3.2. Con il secondo motivo si lamenta che il T.A.R. si sarebbe dovuto pronunciare in merito alla conformità o meno degli impugnati provvedimenti impositivi del privilegio alle previsioni di legge e, in particolare, all’art. 253 T.U. ambiente che prevede l’iscrizione del privilegio nel solo caso di bonifica eseguita d’ufficio dal Comune quale autorità competente e non certo quale responsabile dell’inquinamento del sito come nella fattispecie.

Avendo la Provincia individuato il Comune quale corresponsabile della contaminazione, sia pure limitatamente al c.d. inquinamento repentino conseguito all'attività di scavo prodromica alle costruzioni, la non assimilabilità delle due diverse posizioni rispettivamente di corresponsabile e di autorità esecutrice d’ufficio della bonifica avrebbe reso impossibile iscrivere il privilegio.

Inoltre, la Provincia stessa, una volta determinata la responsabilità in solido del Comune e delle ditte lottizzanti, ha omesso di indagare le cause dell’inquinamento c.d. storico anteriore alla stipula del contratto di permuta del 1999, invero a dire delle appellanti ascrivibile per intero al Comune e alle sue Municipalizzate, ASPES s.p.a. e Marche Multiservizi s.p.a.
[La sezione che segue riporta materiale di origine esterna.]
PR #499, opened 2015-09-08
Implement SFNodeBloom.

dajohi:
SFNodeBloom is a new service flag that a node is required to use to indicate that it supports bloom filtering.  This includes a protocol version bump to 70011 and a wire version bump to 0.3.0.

btcd:
The SFNodeBloom flag is set by default.  A new configuration option `--nopeerbloomfilters` has been added to to disable bloom filtering.

Any node advertising a version greater than or equal to 70011 that attempts to use bloom filtering will be disconnected if bloom filtering is disabled.

This mimics Bitcoin Core commit afb0ccaf9c9e4e8fac7db3564c4e19c9218c6b03

### DIFF
--- a/doc.go
+++ b/doc.go
@@ -21,86 +21,91 @@ Usage:
   btcd [OPTIONS]
 
 Application Options:
-  -V, --version            Display version information and exit
-  -C, --configfile=        Path to configuration file
-  -b, --datadir=           Directory to store data
-  -a, --addpeer=           Add a peer to connect with at startup
-      --connect=           Connect only to the specified peers at startup
-      --nolisten           Disable listening for incoming connections -- NOTE:
-                           Listening is automatically disabled if the --connect
-                           or --proxy options are used without also specifying
-                           listen interfaces via --listen
-      --listen=            Add an interface/port to listen for connections
-                           (default all interfaces port: 8333, testnet: 18333)
-      --maxpeers=          Max number of inbound and outbound peers (125)
-      --banduration=       How long to ban misbehaving peers.  Valid time units
-                           are {s, m, h}.  Minimum 1 second (24h0m0s)
-  -u, --rpcuser=           Username for RPC connections
-  -P, --rpcpass=           Password for RPC connections
-      --rpclimituser=      Username for limited RPC connections
-      --rpclimitpass=      Password for limited RPC connections
-      --rpclisten=         Add an interface/port to listen for RPC connections
-                           (default port: 8334, testnet: 18334)
-      --rpccert=           File containing the certificate file
-      --rpckey=            File containing the certificate key
-      --rpcmaxclients=     Max number of RPC clients for standard connections
-                           (10)
-      --rpcmaxwebsockets=  Max number of RPC clients for standard connections
-                           (25)
-      --norpc              Disable built-in RPC server -- NOTE: The RPC server
-                           is disabled by default if no rpcuser/rpcpass is
-                           specified
-      --notls              Disable TLS for the RPC server -- NOTE: This is only
-                           allowed if the RPC server is bound to localhost
-      --nodnsseed          Disable DNS seeding for peers
-      --externalip:        Add an ip to the list of local addresses we claim to
-                           listen on to peers
-      --proxy=             Connect via SOCKS5 proxy (eg. 127.0.0.1:9050)
-      --proxyuser=         Username for proxy server
-      --proxypass=         Password for proxy server
-      --onion=             Connect to tor hidden services via SOCKS5 proxy (eg.
-                           127.0.0.1:9050)
-      --onionuser=         Username for onion proxy server
-      --onionpass=         Password for onion proxy server
-      --noonion=           Disable connecting to tor hidden services
-      --torisolation       Enable Tor stream isolation by randomizing user
-                           credentials for each connection.
-      --testnet=           Use the test network
-      --regtest=           Use the regression test network
-      --nocheckpoints=     Disable built-in checkpoints.  Don't do this unless
-                           you know what you're doing.
-      --dbtype=            Database backend to use for the Block Chain (leveldb)
-      --profile=           Enable HTTP profiling on given port -- NOTE port must
-                           be between 1024 and 65536 (6060)
-      --cpuprofile=        Write CPU profile to the specified file
-  -d, --debuglevel:        Logging level for all subsystems {trace, debug, info,
-                           warn, error, critical} -- You may also specify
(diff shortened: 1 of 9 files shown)


wire/msgversion.go
```diff
@@ -18,7 +18,7 @@ import (
 const MaxUserAgentLen = 2000
 
 // DefaultUserAgent for wire in the stack
-const DefaultUserAgent = "/btcwire:0.2.1/"
+const DefaultUserAgent = "/btcwire:0.2.2/"
```
davecgh: This should probably be  `0.3.0`.  Typically it's `<major>.<minor>.<patch>` and this is adding a new flag and bumping the protocol version, so it's more than a patch.

server.go
```diff
@@ -109,6 +109,8 @@ type server struct {
 	nat                  NAT
 	db                   database.Db
 	timeSource           blockchain.MedianTimeSource
+	services             wire.ServiceFlag
+	servicesMtx          sync.Mutex
```
davecgh: This mutex shouldn't be needed.  The `services` field is set during the initial server creation before and it it's not changed after that.

server.go
```diff
@@ -1241,6 +1243,16 @@ out:
 	s.wg.Done()
 }
 
+// Services returns the services that the server supports.  This is safe for
+// concurrent access.
+func (s *server) Services() wire.ServiceFlag {
```
davecgh: As mentioned elsewhere, the server services don't need to be protected by a mutex since they are not mutated after initial creation.  That means this entire function can go away.

server.go
```diff
@@ -1250,6 +1262,11 @@ func newServer(listenAddrs []string, db database.Db, chainParams *chaincfg.Param
 		return nil, err
 	}
 
+	services := defaultServices
+	if cfg.NoPeerBloomFilters {
+		services &= ^wire.SFNodeBloom
```
jrick: Can use &^= here

peer.go
```diff
@@ -1093,6 +1093,18 @@ func (p *peer) handleGetHeadersMsg(msg *wire.MsgGetHeaders) {
 // filter.  The peer will be disconnected if a filter is not loaded when this
 // message is received.
 func (p *peer) handleFilterAddMsg(msg *wire.MsgFilterAdd) {
+	if p.server.services&wire.SFNodeBloom != wire.SFNodeBloom {
```
davecgh: This code section is identical with the exception of the command name in the debug message for all three functions.  It should probably be refactored out into a function.

davecgh: Perhaps something like the following:

```Go
// Comments ....
func (p *peer) enforceFilterSupport(msg wire.Message) bool {
	if p.server.services&wire.SFNodeBloom != wire.SFNodeBloom {
		if p.ProtocolVersion() >= wire.BIP0111Version {
			peerLog.Debugf("%s sent an unsupported %s request "+
				"-- disconnecting", p, msg.Command())
			p.Disconnect()
			return true
		}
		peerLog.Debugf("Ignoring %s request from %s -- bloom "+
			"support is disabled", msg.Command(), p)
		return true
	}
	return false
}
```

Then in the callers:
```Go
if p.enforceFilterSupport(msg) {
	return
}

...
```

davecgh:
Commit message has `-nopeerbloomfilters` which should be `--nopeerbloomfilters`.

doc.go
```diff
@@ -21,86 +21,64 @@ Usage:
...
-                           a block (750000)
-      --blockprioritysize= Size in bytes for high-priority/low-fee transactions
-                           when creating a block (50000)
-      --getworkkey=        DEPRECATED -- Use the --miningaddr option instead
-      --addrindex=         Build and maintain a full address index. Currently
-                           only supported by leveldb.
-      --dropaddrindex=     Deletes the address-based transaction index from the
-                           database on start up, and the exits.
+  -V, --version             Display version information and exit
+  -C, --configfile=         Path to configuration file (/home/dhill/.btcd/btcd.conf)
```
davecgh: The defaults should be removed here.  Notice it wasn't there previously.

doc.go
```diff
@@ -21,86 +21,64 @@ Usage:
...
+  -b, --datadir=            Directory to store data (/home/dhill/.btcd/data)
```
davecgh: Same.

doc.go
```diff
@@ -21,86 +21,64 @@ Usage:
...
+      --logdir=             Directory to log output. (/home/dhill/.btcd/logs)
```
davecgh: Same.

doc.go
```diff
@@ -21,86 +21,64 @@ Usage:
...
+                            used without also specifying listen interfaces via --listen
+      --listen=             Add an interface/port to listen for connections (default all interfaces port: 8333, testnet: 18333)
+      --maxpeers=           Max number of inbound and outbound peers (125)
+      --banduration=        How long to ban misbehaving peers.  Valid time units are {s, m, h}.  Minimum 1 second (24h0m0s)
+  -u, --rpcuser=            Username for RPC connections
+  -P, --rpcpass=            Password for RPC connections
+      --rpclimituser=       Username for limited RPC connections
+      --rpclimitpass=       Password for limited RPC connections
+      --rpclisten=          Add an interface/port to listen for RPC connections (default port: 8334, testnet: 18334)
+      --rpccert=            File containing the certificate file (/home/dhill/.btcd/rpc.cert)
```
davecgh: Same

doc.go
```diff
@@ -21,86 +21,64 @@ Usage:
...
+      --rpckey=             File containing the certificate key (/home/dhill/.btcd/rpc.key)
```
davecgh: Same

doc.go
```diff
@@ -21,86 +21,64 @@ Usage:
...
-                           only supported by leveldb.
-      --dropaddrindex=     Deletes the address-based transaction index from the
-                           database on start up, and the exits.
+  -V, --version             Display version information and exit
+  -C, --configfile=         Path to configuration file
+  -b, --datadir=            Directory to store data
+      --logdir=             Directory to log output.
+  -a, --addpeer=            Add a peer to connect with at startup
+      --connect=            Connect only to the specified peers at startup
+      --nolisten            Disable listening for incoming connections -- NOTE: Listening is automatically disabled if the --connect or --proxy options are
```
davecgh: This and several others no longer match the actual wrapping done by the server when `-h` is specified and it will not show up right on godoc either.

davecgh:
Also `wire/doc.go` needs to have BIP0111 added to the list of supported BIPS.

davecgh:
Nice work.  Everything looks good to me now.

OK

jrick:
ok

A ciò erano finalizzate le diffide cui la Provincia ha dato risposta negativa.

In definitiva, il privilegio sarebbe stato iscritto illegittimamente e, anche ove si ritenessero assimilabili le condizioni di corresponsabile e di autorità esecutrice d'ufficio della bonifica, comunque non risultata accertata la responsabilità dell'inquinamento storico, non causato dalle ditte private per stessa ammissione stessa della Provincia.

Pertanto il ricorso n. 350/2017 avrebbe dovuto essere accolto anche in relazione alla domanda risarcitoria, con ovvie ricadute anche sulla decisione del ricorso n. 116/2017.

Quanto al ricorso n. 221/2017, relativo alla domanda risarcitoria per il mancato inserimento del sito “ex AMGA” nell’anagrafe di quelli da bonificare prima che iniziassero i lavori di scavo autorizzati dal Comune, il Tar avrebbe erroneamente ritenuto che le ditte avessero subito la lesione dell’affidamento nel 1999, quindi al momento della stipula del contratto di permuta.

In realtà, il pregiudizio sarebbe stato sofferto prima del rilascio dei titoli edilizi, avvenuto nel 2008, in forza dei quali sono stati autorizzati i lavori di cui sopra.

Ove il sito fosse stato censito ai sensi dell'art. 17, co. 4, D.M. 471/1999, con iscrizione nel certificato di destinazione urbanistica, e risultante dalla cartografia dello strumento urbanistico, i permessi non avrebbero potuto essere rilasciati.

L’ottenimento dei permessi ha fatto sì che le ditte avviassero in buona fede i lavori e che, all'atto degli scavi, emergesse l'inquinamento.

Inoltre, secondo le appellanti non si può sostenere che tra il 2002, anno della segnalazione del sito da parte del Comune, ed il 2008, Regione e ARPM non fossero nella condizione di censirlo.

Anzi, con la delibera n. 2162 del 17 ottobre 2000 la Giunta Regionale aveva approvato una convenzione tra Regione Marche ed ARPAM per la regolamentazione dello sviluppo delle prime funzioni di supporto tecnico-scientifico in materia di gestione dei rifiuti.

Il disciplinare d’incarico, allegato 3 alla convenzione, prevede per l’appunto che il censimento dei siti potenzialmente contaminati avvenga in conformità al D.M. 185/1989.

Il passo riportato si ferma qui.